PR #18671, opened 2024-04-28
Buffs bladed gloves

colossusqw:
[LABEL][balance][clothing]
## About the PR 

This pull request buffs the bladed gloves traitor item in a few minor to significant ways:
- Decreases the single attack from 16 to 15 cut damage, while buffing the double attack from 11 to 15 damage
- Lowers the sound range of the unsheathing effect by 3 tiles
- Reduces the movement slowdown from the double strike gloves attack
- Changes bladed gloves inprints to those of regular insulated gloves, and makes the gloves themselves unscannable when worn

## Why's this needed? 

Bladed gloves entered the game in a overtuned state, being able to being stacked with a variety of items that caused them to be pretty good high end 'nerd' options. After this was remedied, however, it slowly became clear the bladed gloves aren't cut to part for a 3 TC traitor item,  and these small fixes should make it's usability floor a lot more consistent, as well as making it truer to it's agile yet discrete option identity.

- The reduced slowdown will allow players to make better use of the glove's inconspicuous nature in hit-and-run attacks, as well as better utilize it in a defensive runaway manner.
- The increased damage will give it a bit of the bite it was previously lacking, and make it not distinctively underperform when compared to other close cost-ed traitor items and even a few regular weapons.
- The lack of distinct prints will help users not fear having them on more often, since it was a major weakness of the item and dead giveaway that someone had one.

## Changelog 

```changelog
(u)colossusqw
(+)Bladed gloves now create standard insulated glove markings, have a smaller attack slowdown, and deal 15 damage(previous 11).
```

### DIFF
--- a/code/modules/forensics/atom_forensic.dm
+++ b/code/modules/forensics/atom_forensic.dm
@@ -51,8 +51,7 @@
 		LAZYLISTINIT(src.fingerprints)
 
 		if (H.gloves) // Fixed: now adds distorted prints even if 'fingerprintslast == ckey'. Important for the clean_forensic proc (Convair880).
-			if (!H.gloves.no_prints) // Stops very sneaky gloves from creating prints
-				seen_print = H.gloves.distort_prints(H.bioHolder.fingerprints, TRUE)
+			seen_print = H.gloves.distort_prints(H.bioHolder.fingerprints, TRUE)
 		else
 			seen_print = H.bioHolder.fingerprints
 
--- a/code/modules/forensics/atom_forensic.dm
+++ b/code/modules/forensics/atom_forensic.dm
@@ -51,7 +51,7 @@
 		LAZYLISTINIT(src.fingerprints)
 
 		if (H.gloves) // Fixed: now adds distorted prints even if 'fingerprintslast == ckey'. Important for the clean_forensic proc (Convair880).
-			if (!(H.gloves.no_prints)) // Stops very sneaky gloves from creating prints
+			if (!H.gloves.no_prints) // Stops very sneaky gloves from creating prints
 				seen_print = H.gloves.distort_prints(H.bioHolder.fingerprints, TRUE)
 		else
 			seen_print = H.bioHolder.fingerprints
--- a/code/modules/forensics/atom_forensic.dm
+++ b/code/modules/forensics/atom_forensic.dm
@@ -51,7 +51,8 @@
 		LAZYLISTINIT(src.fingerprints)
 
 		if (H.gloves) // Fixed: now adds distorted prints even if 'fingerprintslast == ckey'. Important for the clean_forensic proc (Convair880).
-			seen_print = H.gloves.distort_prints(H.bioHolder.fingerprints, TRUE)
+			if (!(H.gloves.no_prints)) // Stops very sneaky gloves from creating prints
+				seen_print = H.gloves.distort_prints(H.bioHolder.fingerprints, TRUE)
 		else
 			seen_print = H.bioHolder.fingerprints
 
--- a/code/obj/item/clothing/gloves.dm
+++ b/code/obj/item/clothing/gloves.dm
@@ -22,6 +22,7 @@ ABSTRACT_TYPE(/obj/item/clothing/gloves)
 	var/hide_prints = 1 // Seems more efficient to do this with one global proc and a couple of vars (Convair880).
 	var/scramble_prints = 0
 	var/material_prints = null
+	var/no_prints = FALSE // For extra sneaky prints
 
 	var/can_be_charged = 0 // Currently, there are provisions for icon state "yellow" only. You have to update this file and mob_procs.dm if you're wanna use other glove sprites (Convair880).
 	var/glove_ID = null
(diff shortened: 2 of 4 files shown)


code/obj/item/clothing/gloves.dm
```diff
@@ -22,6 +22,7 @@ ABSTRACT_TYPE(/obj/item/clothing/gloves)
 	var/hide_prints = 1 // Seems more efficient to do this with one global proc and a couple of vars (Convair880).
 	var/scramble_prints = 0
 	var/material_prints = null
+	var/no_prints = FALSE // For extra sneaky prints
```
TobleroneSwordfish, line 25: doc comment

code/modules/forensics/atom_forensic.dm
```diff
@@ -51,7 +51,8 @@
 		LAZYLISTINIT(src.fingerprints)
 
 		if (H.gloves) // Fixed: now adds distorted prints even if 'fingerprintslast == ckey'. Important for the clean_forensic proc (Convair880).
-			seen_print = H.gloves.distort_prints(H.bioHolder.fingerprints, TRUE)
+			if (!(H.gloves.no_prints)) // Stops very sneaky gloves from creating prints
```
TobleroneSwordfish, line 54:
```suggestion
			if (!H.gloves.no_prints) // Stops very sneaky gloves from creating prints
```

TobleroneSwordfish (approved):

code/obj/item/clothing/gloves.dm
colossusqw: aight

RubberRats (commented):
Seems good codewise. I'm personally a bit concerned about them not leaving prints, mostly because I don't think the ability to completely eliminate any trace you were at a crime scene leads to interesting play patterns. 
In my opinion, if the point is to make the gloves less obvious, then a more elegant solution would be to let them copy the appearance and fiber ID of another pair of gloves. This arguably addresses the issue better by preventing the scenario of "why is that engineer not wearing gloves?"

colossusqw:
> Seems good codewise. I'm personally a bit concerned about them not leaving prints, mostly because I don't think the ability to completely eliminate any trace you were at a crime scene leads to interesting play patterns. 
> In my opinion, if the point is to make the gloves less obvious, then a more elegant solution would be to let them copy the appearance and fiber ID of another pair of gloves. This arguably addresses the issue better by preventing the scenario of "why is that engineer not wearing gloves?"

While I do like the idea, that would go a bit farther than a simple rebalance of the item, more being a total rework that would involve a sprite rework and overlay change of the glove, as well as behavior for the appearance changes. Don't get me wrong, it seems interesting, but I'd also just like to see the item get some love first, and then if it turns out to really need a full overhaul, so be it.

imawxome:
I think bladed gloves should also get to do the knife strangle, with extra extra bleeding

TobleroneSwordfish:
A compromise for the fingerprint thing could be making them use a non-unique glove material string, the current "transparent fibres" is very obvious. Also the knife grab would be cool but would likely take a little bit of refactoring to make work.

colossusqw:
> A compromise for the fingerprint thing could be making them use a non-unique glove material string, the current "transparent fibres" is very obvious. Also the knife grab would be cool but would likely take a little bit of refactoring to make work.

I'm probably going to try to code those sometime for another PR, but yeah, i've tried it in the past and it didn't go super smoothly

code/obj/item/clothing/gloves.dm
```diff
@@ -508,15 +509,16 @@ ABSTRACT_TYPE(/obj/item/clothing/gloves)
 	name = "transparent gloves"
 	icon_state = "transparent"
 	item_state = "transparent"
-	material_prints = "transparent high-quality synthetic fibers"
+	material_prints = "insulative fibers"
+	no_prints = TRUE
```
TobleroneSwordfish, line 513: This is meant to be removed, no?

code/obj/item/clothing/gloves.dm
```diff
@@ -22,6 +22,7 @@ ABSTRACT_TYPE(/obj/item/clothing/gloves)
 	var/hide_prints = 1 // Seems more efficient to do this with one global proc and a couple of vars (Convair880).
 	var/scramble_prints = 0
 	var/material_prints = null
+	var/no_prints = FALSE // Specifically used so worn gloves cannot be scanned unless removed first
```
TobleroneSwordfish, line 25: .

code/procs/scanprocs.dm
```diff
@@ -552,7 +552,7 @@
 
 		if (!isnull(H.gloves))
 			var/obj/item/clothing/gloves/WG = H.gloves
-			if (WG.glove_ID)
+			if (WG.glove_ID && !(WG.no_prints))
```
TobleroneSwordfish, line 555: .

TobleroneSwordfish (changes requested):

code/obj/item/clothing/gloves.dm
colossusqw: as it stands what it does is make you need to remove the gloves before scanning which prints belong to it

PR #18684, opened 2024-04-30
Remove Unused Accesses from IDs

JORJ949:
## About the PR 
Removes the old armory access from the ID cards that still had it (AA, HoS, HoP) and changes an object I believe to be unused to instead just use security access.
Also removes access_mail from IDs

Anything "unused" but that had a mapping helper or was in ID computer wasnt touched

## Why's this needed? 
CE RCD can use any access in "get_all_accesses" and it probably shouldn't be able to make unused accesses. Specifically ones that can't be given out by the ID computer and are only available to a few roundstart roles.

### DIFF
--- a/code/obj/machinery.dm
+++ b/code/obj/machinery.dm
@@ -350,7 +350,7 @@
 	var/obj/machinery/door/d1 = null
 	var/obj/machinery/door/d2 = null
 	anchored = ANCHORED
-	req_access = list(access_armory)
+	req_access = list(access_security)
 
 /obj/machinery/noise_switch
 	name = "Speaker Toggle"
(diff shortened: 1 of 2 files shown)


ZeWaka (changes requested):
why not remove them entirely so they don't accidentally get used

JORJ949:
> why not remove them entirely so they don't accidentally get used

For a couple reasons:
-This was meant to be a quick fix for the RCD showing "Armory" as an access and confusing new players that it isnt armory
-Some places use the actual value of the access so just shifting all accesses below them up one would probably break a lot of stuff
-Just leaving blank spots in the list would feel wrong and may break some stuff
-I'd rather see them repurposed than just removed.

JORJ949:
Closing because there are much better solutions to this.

■ What is required
All lines with the word "completely" are needed; pull them from the entries and copy each.

■ Response for this exercise
Seems good codewise. I'm personally a bit concerned about them not leaving prints, mostly because I don't think the ability to completely eliminate any trace you were at a crime scene leads to interesting play patterns. 
> Seems good codewise. I'm personally a bit concerned about them not leaving prints, mostly because I don't think the ability to completely eliminate any trace you were at a crime scene leads to interesting play patterns. 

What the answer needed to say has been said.